*WHAT IS REQUIRED*: Output each record exactly, with nothing omitted.

(Records from a data source)
—————

PR #930, opened 2025-02-26
vulnerability fix

mpecenka:
fixing golang.org/x/net vulnerability


src/cmd/go.mod
```diff
@@ -306,7 +306,7 @@ require (
 	golang.org/x/crypto v0.31.0 // indirect
 	golang.org/x/exp v0.0.0-20240506185415-9bf2ced13842 // indirect
 	golang.org/x/mod v0.19.0 // indirect
-	golang.org/x/net v0.32.0 // indirect
+	golang.org/x/net v0.33.0 // indirect
```
gantrior, line 309: Directly updating version indirect depencies is not ideal. If I simply run `go mod tidy` don't I cleanup your changes? Why don't you use `replace` section, which is the way how we did security fixes in the past. E.g.:
```
replace golang.org/x/net v0.32.0 => golang.org/x/net v0.33.0
```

—————

*ANSWER TO THIS EXERCISE*:
PR #930, opened 2025-02-26
vulnerability fix

mpecenka:
fixing golang.org/x/net vulnerability


src/cmd/go.mod
```diff
@@ -306,7 +306,7 @@ require (
 	golang.org/x/crypto v0.31.0 // indirect
 	golang.org/x/exp v0.0.0-20240506185415-9bf2ced13842 // indirect
 	golang.org/x/mod v0.19.0 // indirect
-	golang.org/x/net v0.32.0 // indirect
+	golang.org/x/net v0.33.0 // indirect
```
gantrior, line 309: Directly updating version indirect depencies is not ideal. If I simply run `go mod tidy` don't I cleanup your changes? Why don't you use `replace` section, which is the way how we did security fixes in the past. E.g.:
```
replace golang.org/x/net v0.32.0 => golang.org/x/net v0.33.0
```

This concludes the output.